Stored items
^^^^^^^^

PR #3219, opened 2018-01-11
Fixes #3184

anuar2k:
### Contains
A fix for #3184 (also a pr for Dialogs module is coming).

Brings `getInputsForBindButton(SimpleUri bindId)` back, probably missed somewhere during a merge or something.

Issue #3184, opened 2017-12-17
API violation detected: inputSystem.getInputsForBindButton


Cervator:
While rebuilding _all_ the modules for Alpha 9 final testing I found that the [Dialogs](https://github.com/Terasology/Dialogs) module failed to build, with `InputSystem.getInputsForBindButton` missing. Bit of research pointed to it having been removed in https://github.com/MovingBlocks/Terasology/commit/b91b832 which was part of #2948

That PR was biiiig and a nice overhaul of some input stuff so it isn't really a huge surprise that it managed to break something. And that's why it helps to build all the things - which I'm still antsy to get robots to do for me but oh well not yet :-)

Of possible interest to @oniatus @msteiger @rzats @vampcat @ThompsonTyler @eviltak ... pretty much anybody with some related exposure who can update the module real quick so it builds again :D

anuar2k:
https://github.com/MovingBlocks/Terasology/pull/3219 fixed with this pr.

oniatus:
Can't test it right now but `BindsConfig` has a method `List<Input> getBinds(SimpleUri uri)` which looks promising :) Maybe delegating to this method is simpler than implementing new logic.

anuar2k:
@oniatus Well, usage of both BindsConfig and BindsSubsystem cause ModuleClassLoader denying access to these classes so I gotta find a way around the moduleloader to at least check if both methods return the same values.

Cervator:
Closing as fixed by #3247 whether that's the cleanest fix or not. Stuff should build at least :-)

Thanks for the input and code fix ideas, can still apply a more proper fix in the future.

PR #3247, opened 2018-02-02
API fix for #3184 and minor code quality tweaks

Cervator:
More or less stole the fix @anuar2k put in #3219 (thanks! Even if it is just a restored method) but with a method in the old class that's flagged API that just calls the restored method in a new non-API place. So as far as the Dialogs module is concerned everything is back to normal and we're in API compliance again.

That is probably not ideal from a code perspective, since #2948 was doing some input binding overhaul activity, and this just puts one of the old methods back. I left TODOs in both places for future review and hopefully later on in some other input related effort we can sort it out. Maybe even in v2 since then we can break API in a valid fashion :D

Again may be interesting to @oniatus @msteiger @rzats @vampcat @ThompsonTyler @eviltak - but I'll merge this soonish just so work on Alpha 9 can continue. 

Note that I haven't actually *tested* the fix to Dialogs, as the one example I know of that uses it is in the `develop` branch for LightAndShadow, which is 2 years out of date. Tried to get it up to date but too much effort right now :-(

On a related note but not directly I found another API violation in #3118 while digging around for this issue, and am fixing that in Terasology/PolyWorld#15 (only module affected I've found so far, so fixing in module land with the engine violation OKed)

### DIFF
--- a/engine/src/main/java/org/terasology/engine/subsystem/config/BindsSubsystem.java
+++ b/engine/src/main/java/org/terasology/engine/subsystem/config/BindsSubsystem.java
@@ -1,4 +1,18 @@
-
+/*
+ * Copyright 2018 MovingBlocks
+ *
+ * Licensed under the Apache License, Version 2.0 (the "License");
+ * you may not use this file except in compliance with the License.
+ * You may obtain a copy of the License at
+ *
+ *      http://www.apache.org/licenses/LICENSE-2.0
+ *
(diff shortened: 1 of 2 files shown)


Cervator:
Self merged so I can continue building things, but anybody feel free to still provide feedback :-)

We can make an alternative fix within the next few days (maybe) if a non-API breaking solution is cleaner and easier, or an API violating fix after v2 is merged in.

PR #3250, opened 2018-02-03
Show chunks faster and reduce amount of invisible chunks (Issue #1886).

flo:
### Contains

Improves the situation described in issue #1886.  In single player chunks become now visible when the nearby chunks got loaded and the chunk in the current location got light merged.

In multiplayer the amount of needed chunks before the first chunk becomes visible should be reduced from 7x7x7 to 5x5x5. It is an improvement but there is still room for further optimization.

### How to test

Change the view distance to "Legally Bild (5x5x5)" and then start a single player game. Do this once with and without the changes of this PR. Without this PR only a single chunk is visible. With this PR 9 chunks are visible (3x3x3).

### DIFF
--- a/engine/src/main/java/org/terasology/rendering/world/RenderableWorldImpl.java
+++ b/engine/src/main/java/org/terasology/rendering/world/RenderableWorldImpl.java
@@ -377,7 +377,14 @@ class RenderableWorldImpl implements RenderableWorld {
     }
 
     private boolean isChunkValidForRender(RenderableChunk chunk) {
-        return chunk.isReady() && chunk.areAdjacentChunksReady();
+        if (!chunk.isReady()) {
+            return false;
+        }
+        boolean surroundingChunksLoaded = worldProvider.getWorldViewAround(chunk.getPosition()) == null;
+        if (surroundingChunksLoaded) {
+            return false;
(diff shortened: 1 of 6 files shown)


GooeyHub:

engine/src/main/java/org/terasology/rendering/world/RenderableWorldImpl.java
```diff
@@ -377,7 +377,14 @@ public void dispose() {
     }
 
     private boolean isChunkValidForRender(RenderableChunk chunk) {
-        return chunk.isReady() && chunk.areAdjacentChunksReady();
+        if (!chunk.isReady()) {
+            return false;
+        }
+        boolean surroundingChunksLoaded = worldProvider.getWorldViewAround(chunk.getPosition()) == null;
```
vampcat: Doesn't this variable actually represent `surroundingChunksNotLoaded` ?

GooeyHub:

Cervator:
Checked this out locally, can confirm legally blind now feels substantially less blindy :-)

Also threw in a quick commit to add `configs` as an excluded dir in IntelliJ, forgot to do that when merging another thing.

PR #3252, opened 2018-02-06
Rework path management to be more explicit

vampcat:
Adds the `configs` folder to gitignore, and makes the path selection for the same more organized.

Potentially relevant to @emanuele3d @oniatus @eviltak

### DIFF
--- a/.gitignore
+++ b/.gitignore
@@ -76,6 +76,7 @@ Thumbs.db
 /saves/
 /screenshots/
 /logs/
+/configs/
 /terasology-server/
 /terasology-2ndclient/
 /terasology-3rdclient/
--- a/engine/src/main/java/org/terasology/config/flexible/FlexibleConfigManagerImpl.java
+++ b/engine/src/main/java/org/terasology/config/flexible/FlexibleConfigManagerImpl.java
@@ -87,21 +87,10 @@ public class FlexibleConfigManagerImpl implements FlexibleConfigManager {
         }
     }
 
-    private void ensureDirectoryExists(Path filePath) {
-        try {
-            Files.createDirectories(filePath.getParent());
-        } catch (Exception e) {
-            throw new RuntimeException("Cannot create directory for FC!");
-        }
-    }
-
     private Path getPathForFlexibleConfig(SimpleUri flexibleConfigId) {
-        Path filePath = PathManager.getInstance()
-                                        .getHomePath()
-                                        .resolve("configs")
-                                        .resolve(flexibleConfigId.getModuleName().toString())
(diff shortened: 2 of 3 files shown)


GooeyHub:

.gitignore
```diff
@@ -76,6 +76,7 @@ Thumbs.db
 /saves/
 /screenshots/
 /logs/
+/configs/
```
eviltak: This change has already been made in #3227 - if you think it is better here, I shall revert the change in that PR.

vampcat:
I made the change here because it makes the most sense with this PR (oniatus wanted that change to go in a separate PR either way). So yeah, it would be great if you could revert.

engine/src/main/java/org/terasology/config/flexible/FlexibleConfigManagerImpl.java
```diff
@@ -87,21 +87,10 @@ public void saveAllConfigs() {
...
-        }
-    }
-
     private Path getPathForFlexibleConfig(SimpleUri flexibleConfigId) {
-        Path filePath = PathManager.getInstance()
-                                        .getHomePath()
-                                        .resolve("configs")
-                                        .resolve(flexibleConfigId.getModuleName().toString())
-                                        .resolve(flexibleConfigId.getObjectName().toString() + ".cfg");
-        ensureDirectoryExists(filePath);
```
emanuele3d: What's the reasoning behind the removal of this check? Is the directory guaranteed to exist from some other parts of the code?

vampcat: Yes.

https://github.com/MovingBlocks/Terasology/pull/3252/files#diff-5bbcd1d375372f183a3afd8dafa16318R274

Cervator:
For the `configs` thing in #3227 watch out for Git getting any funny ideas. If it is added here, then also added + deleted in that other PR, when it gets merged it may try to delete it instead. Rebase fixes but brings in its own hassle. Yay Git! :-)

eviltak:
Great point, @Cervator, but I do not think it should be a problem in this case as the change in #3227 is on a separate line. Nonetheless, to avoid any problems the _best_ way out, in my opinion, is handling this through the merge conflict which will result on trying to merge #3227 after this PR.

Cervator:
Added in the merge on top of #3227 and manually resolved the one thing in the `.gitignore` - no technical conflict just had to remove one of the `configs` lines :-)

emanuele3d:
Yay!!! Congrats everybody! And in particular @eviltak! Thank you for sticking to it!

^^^^^^^^

**How to complete this task**
Out of the data above, set down the lines from the one with "-1,4 +1,18 @@" to the one with "Self merged so", both included, exactly as written and with no additions.

**Written answer**
@@ -1,4 +1,18 @@
-
+/*
+ * Copyright 2018 MovingBlocks
+ *
+ * Licensed under the Apache License, Version 2.0 (the "License");
+ * you may not use this file except in compliance with the License.
+ * You may obtain a copy of the License at
+ *
+ *      http://www.apache.org/licenses/LICENSE-2.0
+ *
(diff shortened: 1 of 2 files shown)


Cervator:
Self merged so I can continue building things, but anybody feel free to still provide feedback :-)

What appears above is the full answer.